To add or remove a collection from the queue, use the `add_collection()` and `remove_collection()` methods passing the collection definition.
The collection definition is an array with their IDs, an identifier from the source, the total number of items to be imported, the mapping array from the source structure to the ID of the metadata metadata in tainacan.
The format of the map is an array where the keys are the metadata IDs of the destination collection and the values are the identifier from the source. This could be an ID or a string or whatever the importer finds appropriate to handle.
The source_id can be anyhting you like, that helps you relate this collection to your source. You will use it in you `process_item` method to know where to fetch the item from.
Example of the structure of this propery for one collection:
```
[
'id' => 12,
'mapping' => [
30 => 'column1'
31 => 'column2'
],
'total_items' => 1234,
'source_id' => 55
]
```
#### Using transients
Since Importers are handled as background processes, they will run accross multiple requests. For that reason, you can not simply add properties to your class and trust their values will be kept during all the time the process is running.
If you want a value to persist so you can use it accross all methods of your importer, at any time, you should use `transients` to store them in the database.
This is as simple as calling `set_transient()` and `get_transient()`. See the example below:
```
function callback_for_step_1() {
$this->add_transient('time_step_1', time());
}
// ...
function callback_for_step_5() {
$time_step_1 = get_transient('time_step_1');
}
```
#### Handling user feedback
There are two information Tainacan Importers give to the user about the status of the process while it is running in feedback. the `progress label` and the `progress value`.
The `progress label` is a string that can be anything that tells the user what is going on. By default, it is the Step Name, but you can inform a specific `progress_label` attribute when registering the steps.
The `progress value` is a number between 0 and 100 that indicates the progress of the current step or the whole importer, Thats up to you. By default, it calculates it automatically using the `total` attribute registered with the steps, against the `$this->get_in_step_count()` value. In the case of the default Process Items callback, it calculates based on the number of items found in each collection.
Remember the `finish_processing` dummy callback we saw in the Test Importer. You might have also noticed that when we registered the step, we informed a `total` attribute to this step with the value of 5. This will tell Tainacan that the total number iterations this step need to complete is 5 and allow it to calculate the progress.
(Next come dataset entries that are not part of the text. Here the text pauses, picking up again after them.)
PR #952, opened 2016-05-27
PCHR 1034 - funder and cost centre data

brunoqueiros:
**Before**
pchr-1034-before

**After**
pchr-1034-after

# Problem
When was added a new funder or a cost centre without specify any data and clicked in _Cancel_ the row was saved with 'empty' as Funder and '0' as % value. No rows should get saved if Cancel is clicked.

# Solution
It was created filters to check if the row is right, the filters are:
## issetFunder.js
This filter check if they have a value for `funder_id` and if it has an amount value. This filter receives an array, if isn't an array it'll return the parameter.

## issetCostCentre.js
This filter check if they have a value for `cost_centre_id` and if it has an amount value. This filter receives an array, if isn't an array it'll return the parameter.

## isNotUndefined.js
This filter check if there's a `undefined` value in array, it's used on `initData` method to avoid an error when it's populating the role data.


com.civicrm.hrjobroles/js/src/job-roles/controllers/hr-job-roles-controller.js
```diff
@@ -238,7 +239,7 @@ define([
                     $scope.edit_data[role_id]['funders'] = [];
 
                     // Split data from the stored funder contact IDs
-                    var funder_contact_ids = data['funder'].split("|");
+                    var funder_contact_ids = $filter('isNotUndefined')(data['funder'].split("|"));
```
danilo-compucorp: Why introducing new $filters instead of creating simple filtering functions in the controller, using either "vanilla javascript" or lodash to filter the arrays ?

com.civicrm.hrjobroles/js/test/filters/isNotUndefined_test.js
```diff
@@ -0,0 +1,28 @@
...
+
+    beforeEach(module('hrjobroles'));
+    beforeEach(inject(function (isNotUndefinedFilter) {
+      isNotUndefined = isNotUndefinedFilter;
+    }));
+
+    it('should remove undefined values', function () {
+      var array = [1, 2, 'undefined', 'test', undefined];
+
+      expect(isNotUndefined(array).length).toBe(3);
```
danilo-compucorp: To be safer, I'd like to check the array contents, like: `expect(isNotUndefined(array)).toEqual(1, 2, 'test');` for example.

com.civicrm.hrjobroles/js/src/job-roles/controllers/hr-job-roles-controller.js
brunoqueiros: It was just to keep the code separated and to give the possibility to use on view if it's necessary.

danilo-compucorp: Why do you think it would be necessary to use it in the view?

brunoqueiros: In this case will not use but if there's a reason in the future the filter will be there. The main reason was keep the code modular.

danilo-compucorp: If you want to separate it from the controller, please move those methods into a service. When (if)  we need to use those in a view, we can introduce $filters that can reuse the service methods.

com.civicrm.hrjobroles/js/test/services/hr-job-roles-service-filter_test.js
```diff
@@ -0,0 +1,64 @@
...
+        expect(HRJobRolesServiceFilters.isNotUndefined(true)).toBe(true);
+        expect(HRJobRolesServiceFilters.isNotUndefined(undefined)).toBe(undefined);
+      });
+    });
+
+    describe('issetFunder', function () {
+      it('should remove the entries which are without cost_centre_id', function () {
+        var cost_centers = angular.copy(Mock.roles_data[3]['cost_centers']);
+
+        expect(HRJobRolesServiceFilters.issetCostCentre(cost_centers).length).toBe(2);
```
danilo-compucorp: Test the array contents here as well (same as line 22)

com.civicrm.hrjobroles/js/test/services/hr-job-roles-service-filter_test.js
```diff
@@ -0,0 +1,64 @@
...
+        expect(HRJobRolesServiceFilters.issetCostCentre(true)).toBe(true);
+        expect(HRJobRolesServiceFilters.issetCostCentre(undefined)).toBe(undefined);
+      });
+    });
+
+    describe('issetFunder', function () {
+      it('should remove the entries which are without funder_id', function () {
+        var funders = angular.copy(Mock.roles_data[3]['funders']);
+
+        expect(HRJobRolesServiceFilters.issetFunder(funders).length).toBe(2);
```
danilo-compucorp: Test the array contents here as well (same as line 22)

danilo-compucorp:
Approved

If it is no possible to know `total` of a step beforehand, you can set it at any time, even inside the step callback itself, using the `set_current_step_total($value)` or `set_step_total($step, $value)` methods.
##### Final output
When the process finishes, Background processes define an "output", which is a final report to the user of what happened.
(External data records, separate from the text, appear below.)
PR #953, opened 2016-05-31
PCHR-1150: installing org.civicrm.hrstaffdir throwing an error

omarabuhussein:
## Problem 

When trying to install org.civicrm.hrstaffdir extension the following error is thrown :

**A fatal error was triggered: Could not find custom field for custom.civicrm_value_jobcontract_summary_10.final_termination_date_57**

The issue is when trying to install the extension , Its run this file  (**auto_install.xml**) which is still use 
**Final Termination Date** which is removed in this ticket  PCHR-774 .

## Solution 

I replaced **final termination date** with **job contract end date** .


nishant-bhorodia:
Approved!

This could be simply a message saying "All good", or could be a report with the names and links to the collections created. HTML is welcome.
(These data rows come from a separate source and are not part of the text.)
PR #954, opened 2016-05-31
PCHR-954: Create the Absence Period form

davialexandre:
This is new Absence Period form for the Leaves and Absences extension. It's a quite simple form, with just 4 fields. All of them are mandatory. When adding a new Absence Period, the start date is automatically filled with the most recent date available, which can be:
- The current date, if there's no other Absence Period
- The maximum end date among all the existing Absence Periods + 1 day

The order number is also automatically filled following these rules:
- It's value is 1 if there's no other Absence Period
- It's value is the maximum weight among all the existing Absence Period + 1

This is how the form looks like:
captura de tela 2016-05-31 as 07 34 50

### DIFF
--- a/uk.co.compucorp.civicrm.hrleaveandabsences/CRM/HRLeaveAndAbsences/BAO/AbsencePeriod.php
+++ b/uk.co.compucorp.civicrm.hrleaveandabsences/CRM/HRLeaveAndAbsences/BAO/AbsencePeriod.php
@@ -196,7 +196,7 @@ class CRM_HRLeaveAndAbsences_BAO_AbsencePeriod extends CRM_HRLeaveAndAbsences_DA
    *
    * @return int the maximum weight
    */
-  private static function getMaxWeight() {
+  public static function getMaxWeight() {
     $tableName = self::getTableName();
     $query = "SELECT MAX(weight) as max_weight FROM {$tableName}";
     $dao = CRM_Core_DAO::executeQuery($query);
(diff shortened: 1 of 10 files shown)


uk.co.compucorp.civicrm.hrleaveandabsences/CRM/HRLeaveAndAbsences/Form/AbsencePeriod.php
```diff
@@ -0,0 +1,209 @@
...
+
+  /**
+   * Validates if the Start Date is less than the End Date
+   *
+   * @param array $values An array containing all the form's fields values
+   * @param array $errors A reference to the errors array where errors will be
+   *                      added if dates are invalid
+   */
+  private function validatePeriodDates($values, &$errors) {
+    $startDate = strtotime($values['start_date']);
```
omarabuhussein: you should check the dates if they are valid dates and in valid format too  , and not just if the start date is less than end date ... since there is no guarantee on the data coming from the user ...

uk.co.compucorp.civicrm.hrleaveandabsences/CRM/HRLeaveAndAbsences/BAO/AbsencePeriod.php
```diff
@@ -208,19 +208,15 @@ public static function getMaxWeight() {
...
+   * @param string $date The date to be validated
    *
    * @return bool
    */
   private static function isValidDate($date)
   {
-    $parsed = date_parse($date);
-
-    return $parsed['warning_count'] == 0 && $parsed['error_count'] == 0;
+    return CRM_HRLeaveAndAbsences_Validator_Date::isValid($date);
```
omarabuhussein: Why not moving the logic from **CRM_HRLeaveAndAbsences_Validator_Date::isValid()** method into this one and removing that class ... I mean it just simple thing so there is no need to over complicate stuff ... What do you think ?

omarabuhussein: Or you know ... Just keep it as is ... keeping them separated is better.

omarabuhussein:
Approved

uk.co.compucorp.civicrm.hrleaveandabsences/CRM/HRLeaveAndAbsences/BAO/AbsencePeriod.php
davialexandre: You comment actually made me realize we don't need the isValidDate method anymore. I could just use CRM_HRLeaveAndAbsences_Validator_Date::isValid instead

omarabuhussein: Yeah CRM_HRLeaveAndAbsences_Validator_Date::isValid  could do the job alone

Remember that for a more detailed and technical report, you should use Logs (see Logs below). This output is meant as a short but descriptive user friendly message.
In order to achieve this, Importers must implement a method called `get_output()` that returns a string.
This method will be called only once, when the importer ends, so you might need to save information using `transients` during the process and use them in `get_output()` to compose your message.
#### Logs
There are two useful methods to write information to the logs: `add_log()` and `add_error_log()`. These are written into a log file related to the importer background process and a link to it will be presented to the user.
## Run importer
Finally, everything is ready. The importer runs.
This will trigger a Background Process (documentation needed) and the importer will run through as many background requests as needed.